What you will do
Going from the line that contains "Fix sphinx-autobuild" down to the last line in the listing below, reproduce every line exactly and include no others.

The data
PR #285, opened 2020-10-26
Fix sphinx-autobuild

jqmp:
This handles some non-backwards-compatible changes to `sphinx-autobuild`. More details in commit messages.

Solution
Fix sphinx-autobuild

jqmp:
This handles some non-backwards-compatible changes to `sphinx-autobuild`. More details in commit messages.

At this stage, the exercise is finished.